▸ Task requirements
Copy out all lines from the material that contain the string "somebody".

▸ Material for this exercise
#####
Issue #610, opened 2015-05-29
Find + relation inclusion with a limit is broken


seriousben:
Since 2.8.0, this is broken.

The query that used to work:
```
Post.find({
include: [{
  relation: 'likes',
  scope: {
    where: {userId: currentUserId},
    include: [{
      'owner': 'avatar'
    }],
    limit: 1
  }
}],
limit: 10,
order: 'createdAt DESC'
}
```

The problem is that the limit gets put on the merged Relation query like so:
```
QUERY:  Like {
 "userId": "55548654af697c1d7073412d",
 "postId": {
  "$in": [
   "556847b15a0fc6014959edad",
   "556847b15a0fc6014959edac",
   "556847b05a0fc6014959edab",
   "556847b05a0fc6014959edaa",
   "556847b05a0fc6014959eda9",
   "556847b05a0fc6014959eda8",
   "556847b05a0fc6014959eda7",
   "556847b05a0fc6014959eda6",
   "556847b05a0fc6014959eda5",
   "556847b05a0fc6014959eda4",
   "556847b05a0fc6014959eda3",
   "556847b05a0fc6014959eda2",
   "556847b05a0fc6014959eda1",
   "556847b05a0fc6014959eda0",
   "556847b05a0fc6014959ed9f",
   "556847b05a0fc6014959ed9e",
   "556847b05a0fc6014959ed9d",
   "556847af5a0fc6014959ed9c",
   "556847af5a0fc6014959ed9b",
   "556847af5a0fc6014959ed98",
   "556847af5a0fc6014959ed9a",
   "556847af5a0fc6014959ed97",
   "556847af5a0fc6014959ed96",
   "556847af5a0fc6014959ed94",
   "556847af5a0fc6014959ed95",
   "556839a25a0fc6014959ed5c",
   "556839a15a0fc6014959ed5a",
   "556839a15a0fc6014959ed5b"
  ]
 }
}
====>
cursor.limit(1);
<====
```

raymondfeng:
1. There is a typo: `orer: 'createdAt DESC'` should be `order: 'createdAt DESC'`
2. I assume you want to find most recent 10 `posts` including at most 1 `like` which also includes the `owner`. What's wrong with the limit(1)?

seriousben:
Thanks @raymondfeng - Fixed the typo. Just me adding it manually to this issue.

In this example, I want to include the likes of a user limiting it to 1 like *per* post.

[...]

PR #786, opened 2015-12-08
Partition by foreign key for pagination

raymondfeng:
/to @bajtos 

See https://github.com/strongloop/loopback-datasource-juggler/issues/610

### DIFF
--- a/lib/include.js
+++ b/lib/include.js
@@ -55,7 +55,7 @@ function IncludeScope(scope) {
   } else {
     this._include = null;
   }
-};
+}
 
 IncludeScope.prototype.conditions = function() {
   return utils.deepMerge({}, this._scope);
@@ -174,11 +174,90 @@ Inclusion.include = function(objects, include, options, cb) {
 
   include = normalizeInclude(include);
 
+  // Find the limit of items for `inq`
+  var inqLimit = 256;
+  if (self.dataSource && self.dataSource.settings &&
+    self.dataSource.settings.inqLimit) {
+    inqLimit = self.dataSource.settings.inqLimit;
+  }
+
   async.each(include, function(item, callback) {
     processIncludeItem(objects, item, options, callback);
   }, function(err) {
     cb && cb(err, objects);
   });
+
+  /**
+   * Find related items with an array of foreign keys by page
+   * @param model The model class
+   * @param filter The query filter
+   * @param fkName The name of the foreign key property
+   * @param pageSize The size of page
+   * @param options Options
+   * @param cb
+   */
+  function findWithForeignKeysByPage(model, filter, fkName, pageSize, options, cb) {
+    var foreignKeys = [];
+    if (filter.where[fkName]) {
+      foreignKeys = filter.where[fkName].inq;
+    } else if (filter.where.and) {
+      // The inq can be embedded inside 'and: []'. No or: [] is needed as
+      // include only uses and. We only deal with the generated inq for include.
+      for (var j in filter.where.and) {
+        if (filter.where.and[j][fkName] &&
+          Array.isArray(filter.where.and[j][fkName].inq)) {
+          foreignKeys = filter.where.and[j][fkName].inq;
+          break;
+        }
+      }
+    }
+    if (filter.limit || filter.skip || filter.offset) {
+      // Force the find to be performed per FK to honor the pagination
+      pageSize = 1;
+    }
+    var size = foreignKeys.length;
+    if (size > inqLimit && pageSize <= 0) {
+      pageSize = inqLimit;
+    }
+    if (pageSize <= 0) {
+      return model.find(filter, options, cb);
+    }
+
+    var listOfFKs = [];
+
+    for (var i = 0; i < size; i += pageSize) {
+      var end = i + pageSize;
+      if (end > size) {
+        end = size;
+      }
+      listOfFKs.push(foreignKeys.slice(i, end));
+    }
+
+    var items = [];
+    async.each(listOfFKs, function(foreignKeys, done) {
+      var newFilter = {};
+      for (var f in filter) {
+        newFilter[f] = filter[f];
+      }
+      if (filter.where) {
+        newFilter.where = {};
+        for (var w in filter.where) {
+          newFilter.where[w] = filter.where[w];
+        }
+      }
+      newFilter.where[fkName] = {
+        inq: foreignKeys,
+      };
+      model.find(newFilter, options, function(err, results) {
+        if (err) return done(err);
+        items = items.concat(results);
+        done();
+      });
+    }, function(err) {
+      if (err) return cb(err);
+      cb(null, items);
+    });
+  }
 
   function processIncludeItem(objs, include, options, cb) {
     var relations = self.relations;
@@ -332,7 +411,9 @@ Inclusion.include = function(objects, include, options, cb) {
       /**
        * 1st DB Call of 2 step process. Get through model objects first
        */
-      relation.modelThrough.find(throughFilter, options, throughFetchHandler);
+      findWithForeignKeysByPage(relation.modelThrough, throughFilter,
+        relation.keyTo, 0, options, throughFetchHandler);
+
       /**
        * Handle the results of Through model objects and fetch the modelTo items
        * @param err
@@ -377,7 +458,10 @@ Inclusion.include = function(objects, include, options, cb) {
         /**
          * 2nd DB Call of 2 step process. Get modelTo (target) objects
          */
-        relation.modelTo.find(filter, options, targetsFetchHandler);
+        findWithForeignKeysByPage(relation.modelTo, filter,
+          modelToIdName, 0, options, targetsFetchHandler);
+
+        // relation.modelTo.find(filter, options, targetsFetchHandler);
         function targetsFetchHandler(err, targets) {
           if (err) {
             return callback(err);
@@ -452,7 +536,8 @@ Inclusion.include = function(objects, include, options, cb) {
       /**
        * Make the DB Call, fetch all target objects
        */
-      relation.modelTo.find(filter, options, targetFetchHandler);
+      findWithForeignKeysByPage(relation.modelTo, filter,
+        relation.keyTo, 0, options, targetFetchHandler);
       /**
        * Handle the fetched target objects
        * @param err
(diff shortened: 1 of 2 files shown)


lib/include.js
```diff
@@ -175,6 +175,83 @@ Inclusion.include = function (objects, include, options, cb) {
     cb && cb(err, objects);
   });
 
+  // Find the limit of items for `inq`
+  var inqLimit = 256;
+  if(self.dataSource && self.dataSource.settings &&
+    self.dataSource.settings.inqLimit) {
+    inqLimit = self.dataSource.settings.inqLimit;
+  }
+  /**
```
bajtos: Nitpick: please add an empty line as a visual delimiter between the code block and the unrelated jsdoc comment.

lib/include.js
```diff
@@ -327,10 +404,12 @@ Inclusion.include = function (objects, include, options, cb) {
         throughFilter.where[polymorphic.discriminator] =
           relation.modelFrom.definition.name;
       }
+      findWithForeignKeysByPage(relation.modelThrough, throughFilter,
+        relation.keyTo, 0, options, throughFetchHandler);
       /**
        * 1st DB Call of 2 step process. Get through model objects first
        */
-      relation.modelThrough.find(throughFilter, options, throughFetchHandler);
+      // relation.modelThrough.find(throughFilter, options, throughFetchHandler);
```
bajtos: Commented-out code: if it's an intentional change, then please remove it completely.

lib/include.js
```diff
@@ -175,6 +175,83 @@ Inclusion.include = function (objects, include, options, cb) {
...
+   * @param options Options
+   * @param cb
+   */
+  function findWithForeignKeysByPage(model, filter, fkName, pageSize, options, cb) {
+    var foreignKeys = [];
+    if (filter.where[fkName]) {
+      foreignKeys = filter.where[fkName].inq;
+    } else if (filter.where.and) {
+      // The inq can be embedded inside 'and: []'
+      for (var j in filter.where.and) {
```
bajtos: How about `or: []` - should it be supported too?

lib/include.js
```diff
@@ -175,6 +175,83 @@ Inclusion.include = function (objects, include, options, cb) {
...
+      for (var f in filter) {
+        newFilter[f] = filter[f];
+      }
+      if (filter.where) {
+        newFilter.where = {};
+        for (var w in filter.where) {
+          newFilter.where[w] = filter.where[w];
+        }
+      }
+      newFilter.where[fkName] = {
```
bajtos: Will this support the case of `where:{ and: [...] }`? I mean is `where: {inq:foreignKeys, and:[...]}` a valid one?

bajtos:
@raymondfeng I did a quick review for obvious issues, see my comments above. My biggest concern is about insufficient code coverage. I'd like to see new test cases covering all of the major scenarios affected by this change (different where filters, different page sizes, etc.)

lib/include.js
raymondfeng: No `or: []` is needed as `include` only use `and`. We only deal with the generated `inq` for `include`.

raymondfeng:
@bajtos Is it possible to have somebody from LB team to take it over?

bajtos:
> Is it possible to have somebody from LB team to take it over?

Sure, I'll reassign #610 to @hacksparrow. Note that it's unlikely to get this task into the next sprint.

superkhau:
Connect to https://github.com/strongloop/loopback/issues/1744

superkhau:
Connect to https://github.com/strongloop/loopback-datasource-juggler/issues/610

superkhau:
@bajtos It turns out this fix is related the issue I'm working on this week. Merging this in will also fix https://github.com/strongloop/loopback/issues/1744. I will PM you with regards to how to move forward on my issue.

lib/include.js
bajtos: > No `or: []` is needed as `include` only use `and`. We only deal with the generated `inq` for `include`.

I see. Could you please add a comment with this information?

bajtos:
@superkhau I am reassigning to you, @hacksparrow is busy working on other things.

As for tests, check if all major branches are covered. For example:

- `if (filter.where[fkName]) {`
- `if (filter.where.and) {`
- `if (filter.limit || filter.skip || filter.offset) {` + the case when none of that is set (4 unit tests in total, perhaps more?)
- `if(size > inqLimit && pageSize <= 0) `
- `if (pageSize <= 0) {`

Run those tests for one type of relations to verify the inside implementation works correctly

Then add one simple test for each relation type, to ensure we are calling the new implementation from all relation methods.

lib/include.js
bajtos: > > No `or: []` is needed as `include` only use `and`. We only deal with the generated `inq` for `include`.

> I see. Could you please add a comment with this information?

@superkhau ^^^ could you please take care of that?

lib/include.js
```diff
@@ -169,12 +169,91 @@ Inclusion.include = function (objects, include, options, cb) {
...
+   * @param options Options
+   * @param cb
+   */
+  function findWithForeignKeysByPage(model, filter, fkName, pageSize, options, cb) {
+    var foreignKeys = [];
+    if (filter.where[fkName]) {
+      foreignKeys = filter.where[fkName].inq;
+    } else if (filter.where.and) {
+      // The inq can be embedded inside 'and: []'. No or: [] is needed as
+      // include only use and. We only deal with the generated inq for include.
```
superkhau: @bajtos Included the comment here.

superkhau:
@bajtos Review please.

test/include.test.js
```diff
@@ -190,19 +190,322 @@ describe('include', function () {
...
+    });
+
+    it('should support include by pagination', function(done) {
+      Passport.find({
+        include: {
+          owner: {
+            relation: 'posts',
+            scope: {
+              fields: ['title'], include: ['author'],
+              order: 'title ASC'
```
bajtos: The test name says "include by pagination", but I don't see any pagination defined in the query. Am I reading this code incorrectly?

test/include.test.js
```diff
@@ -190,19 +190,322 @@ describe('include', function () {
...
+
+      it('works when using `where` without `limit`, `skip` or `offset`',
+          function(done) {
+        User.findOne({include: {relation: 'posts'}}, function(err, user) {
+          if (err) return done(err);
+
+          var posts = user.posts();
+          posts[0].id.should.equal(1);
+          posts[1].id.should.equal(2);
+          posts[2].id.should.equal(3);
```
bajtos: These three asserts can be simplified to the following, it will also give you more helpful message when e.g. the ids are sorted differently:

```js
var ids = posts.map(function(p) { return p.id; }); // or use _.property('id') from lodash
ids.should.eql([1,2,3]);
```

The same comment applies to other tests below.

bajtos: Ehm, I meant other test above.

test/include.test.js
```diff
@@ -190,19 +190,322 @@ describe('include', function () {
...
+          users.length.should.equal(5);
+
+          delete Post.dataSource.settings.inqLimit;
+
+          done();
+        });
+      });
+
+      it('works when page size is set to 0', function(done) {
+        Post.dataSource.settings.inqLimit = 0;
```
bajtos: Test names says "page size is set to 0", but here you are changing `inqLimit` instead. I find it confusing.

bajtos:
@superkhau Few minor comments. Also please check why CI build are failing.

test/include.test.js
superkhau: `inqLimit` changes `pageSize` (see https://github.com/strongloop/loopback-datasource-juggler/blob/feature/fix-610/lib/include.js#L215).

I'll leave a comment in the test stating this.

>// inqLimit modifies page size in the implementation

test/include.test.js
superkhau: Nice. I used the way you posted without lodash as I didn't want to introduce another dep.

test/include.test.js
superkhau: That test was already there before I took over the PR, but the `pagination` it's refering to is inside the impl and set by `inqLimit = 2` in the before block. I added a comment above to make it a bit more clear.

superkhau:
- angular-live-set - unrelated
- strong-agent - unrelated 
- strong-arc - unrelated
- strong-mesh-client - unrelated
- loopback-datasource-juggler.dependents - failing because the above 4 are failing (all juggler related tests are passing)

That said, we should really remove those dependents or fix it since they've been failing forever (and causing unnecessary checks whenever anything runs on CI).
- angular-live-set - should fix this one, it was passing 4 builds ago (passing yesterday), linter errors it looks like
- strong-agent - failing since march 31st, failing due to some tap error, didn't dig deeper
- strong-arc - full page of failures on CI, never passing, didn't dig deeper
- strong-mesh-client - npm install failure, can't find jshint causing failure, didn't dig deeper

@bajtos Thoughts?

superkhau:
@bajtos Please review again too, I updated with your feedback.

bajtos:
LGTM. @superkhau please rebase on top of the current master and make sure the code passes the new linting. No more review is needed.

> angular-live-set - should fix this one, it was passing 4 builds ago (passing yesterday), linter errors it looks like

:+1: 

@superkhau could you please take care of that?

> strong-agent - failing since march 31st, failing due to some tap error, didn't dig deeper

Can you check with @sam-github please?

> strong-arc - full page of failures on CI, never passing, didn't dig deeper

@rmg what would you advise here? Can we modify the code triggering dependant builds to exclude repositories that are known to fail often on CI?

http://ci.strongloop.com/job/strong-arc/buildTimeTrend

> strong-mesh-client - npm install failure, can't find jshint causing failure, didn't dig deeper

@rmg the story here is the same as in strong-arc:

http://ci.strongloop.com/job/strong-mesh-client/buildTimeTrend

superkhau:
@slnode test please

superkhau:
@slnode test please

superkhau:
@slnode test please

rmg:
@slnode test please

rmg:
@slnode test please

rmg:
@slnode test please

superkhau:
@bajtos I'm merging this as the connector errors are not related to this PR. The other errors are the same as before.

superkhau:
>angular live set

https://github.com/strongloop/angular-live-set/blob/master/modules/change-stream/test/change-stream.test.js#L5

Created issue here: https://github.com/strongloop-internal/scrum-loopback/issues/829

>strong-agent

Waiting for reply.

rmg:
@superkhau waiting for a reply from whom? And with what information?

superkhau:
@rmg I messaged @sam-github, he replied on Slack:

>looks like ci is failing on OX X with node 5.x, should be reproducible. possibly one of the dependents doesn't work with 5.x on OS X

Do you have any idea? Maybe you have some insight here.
#####
▸ Answer to this task
@bajtos Is it possible to have somebody from LB team to take it over?
> Is it possible to have somebody from LB team to take it over?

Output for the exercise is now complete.